▶ What is being asked:
What lines in the data hold the string "AnyString"? Show them.

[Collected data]

PR #2173, opened 2024-06-17
Thermal validation and loading [ANT-1213]

payetvin:
Modular loading: separating loading and validation functions

### DIFF
--- a/src/libs/antares/study/parts/thermal/cluster_list.cpp
+++ b/src/libs/antares/study/parts/thermal/cluster_list.cpp
@@ -605,12 +605,22 @@ bool ThermalClusterList::loadPreproFromFolder(Study& study, const AnyString& fol
     Clob buffer;
     auto hasPrepro = [](auto c) { return (bool)c->prepro; };
 
-    auto loadAndCheckPrepro = [&buffer, &folder, &study, &globalThermalTSgeneration](auto c)
+    auto loadPrepro = [&buffer, &folder, &study, &globalThermalTSgeneration](auto& c)
     {
         assert(c->parentArea && "cluster: invalid parent area");
         buffer.clear() << folder << SEP << c->parentArea->id << SEP << c->id();
 
-        bool result = c->prepro->loadFromFolder(study, buffer);
+        return c->prepro->loadFromFolder(study, buffer);
+    };
+
+    return std::ranges::all_of(allClusters_ | std::views::filter(hasPrepro), loadPrepro);
+}
+
+bool ThermalClusterList::validatePrepro()
+{
+    return std::ranges::all_of(allClusters_ | std::views::filter(hasPrepro), [](auto& c)
+    {
+        bool result = true;
 
         if (study.usedByTheSolver && globalThermalTSgeneration)
         {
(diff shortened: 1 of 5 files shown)


src/libs/antares/study/parts/thermal/cluster_list.cpp
```diff
@@ -159,52 +159,57 @@ bool ThermalClusterList::loadFromFolder(Study& study, const AnyString& folder, A
...
+
+
+bool ThermalClusterList::validateClusters(const Parameters& parameters) const
+{
+    bool ret = true;
+
+    for (const auto& cluster : allClusters_)
+    {
+        // update the minUpDownTime
+        cluster->minUpDownTime = std::max(cluster->minUpTime, cluster->minDownTime);
```
JasonMarechal25, line 188: Need a bit of clarification, maybe more details in the comment. It's strange to see a std::max on a minX value.
Let's add information on why we're doing this

src/libs/antares/study/parts/thermal/cluster_list.cpp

▶ Answer area:
@@ -605,12 +605,22 @@ bool ThermalClusterList::loadPreproFromFolder(Study& study, const AnyString& fol
@@ -159,52 +159,57 @@ bool ThermalClusterList::loadFromFolder(Study& study, const AnyString& folder, A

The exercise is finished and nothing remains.